>>>>>

PR #347, opened 2023-09-04
chore: Remove release please & bump versions

matheus23:
I want to move away from release-please because:
- It continues trying to release `wnfs-bench`, even though it shouldn't. (We've tried removing `wnfs-bench` from all configuration JSONs, but release-please just adds it back, presumably because it reads it from the history somewhere)
- It doesn't handle new crates in the workspace well at all. (Between removing `wnfs-namefilter` and adding `wnfs-nameaccumulator` it just got totally confused and we had to manually publish the *second* release of `wnfs-nameaccumulator`. This also caused all other crates to not release properly, since they depend on `wnfs-nameaccumulator`...)
- Now that we've done one manual release, it's gotten completely confused. (See #344 and the CHANGELOGs it generated)
- While putting together this PR, I realized that the CHANGELOG formatting got messed up at some point for the `wnfs-hamt` crate.

So this PR simply removes the workflow.
I also bumped the versions in preparation for a release & added CHANGELOGs.


matheus23:
Yep. Back to manual :/

PR #348, opened 2023-09-10
fix: Don't drop data sometimes during re-serialization in wnfs-hamt

matheus23:
This fixes a bug reported by @ehsan6sha where the wnfs-hamt implementation would sometimes drop data, when a data structure would be used in-memory after serialization, then deserialized, operated on and finally used again.

I also modified all proptests to check for bugs with serialization roundtripping and added another proptest, as well as a proptest regression file.


matheus23:
Yeah, it's slower, but also more correct.
And we're talking on the order of microseconds, so not a bottleneck usually.

PR #366, opened 2023-11-02
[refactor] Switch from Rc<T> to Arc<T>

### LINKED ISSUE #250: Refactor: Consider switching from `Rc` to `Arc`
We're looking at doing lock-free concurrency in the future. That'd mean you'd possibly share references to `PrivateDirectory`s or `PublicFile`s across threads, so you'd need to use `Arc`s.

Enabling lock-free concurrency is kinda blocked by implementing our CRDT `merge` functions on `PrivateDirectory` and `PublicDirectory`.

Perhaps it makes sense to do this via feature-gating, so the wasm API or any single-threaded consumer can continue using `Rc`s (I know rs-ucan already does this by feature-gating on `target = wasm32-unknown-unknown` for figuring out if `async_trait` should be `?Send`).

Would also love to know exactly what this could help with & enable from folks like @Frando <3

fabricedesre:
## Summary

This PR fixes/implements the following **bugs/features**

- [X] https://github.com/wnfs-wg/rs-wnfs/issues/250

## Closing issues

closes #250 

## After Merge

- [X] Does this change require a release to be made? Is so please create and deploy the release

I didn't bump the crate version number yet. This change is breaking the API backward compatibility so that should be a major semver change, but I'll let you decide what you want to do about it.

### DIFF
--- a/wnfs-bench/hamt.rs
+++ b/wnfs-bench/hamt.rs
@@ -4,7 +4,7 @@ use criterion::{
     Criterion, Throughput,
 };
 use proptest::{arbitrary::any, collection::vec, test_runner::TestRunner};
-use std::{cmp, rc::Rc, sync::Arc};
+use std::{cmp, sync::Arc};
 use wnfs_common::{
     async_encode, decode, libipld::cbor::DagCborCodec, utils::Sampleable, BlockStore, Link,
     MemoryBlockStore,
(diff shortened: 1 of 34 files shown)


matheus23:
> I didn't bump the crate version number yet. This change is breaking the API backward compatibility so that should be a major semver change, but I'll let you decide what you want to do about it.

Yeah we're *super* not doing semver yet, but that's fine if that's another PR.

---

Seems like the wasm code needs the same `Rc` -> `Arc` treatment, but I think that should be fine. IIUC, [`Arc` in `wasm32-unknown-unknown` ends up being identical to `Rc` in functionality](https://users.rust-lang.org/t/arc-works-when-using-wasm-bindgen-for-html5/97736/5) (which is a bummer). But it should compile.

<<<<<

→ About this exercise
Filter the entries and copy each line with "issues".

→ Answer to the exercise
- [X] https://github.com/wnfs-wg/rs-wnfs/issues/250
## Closing issues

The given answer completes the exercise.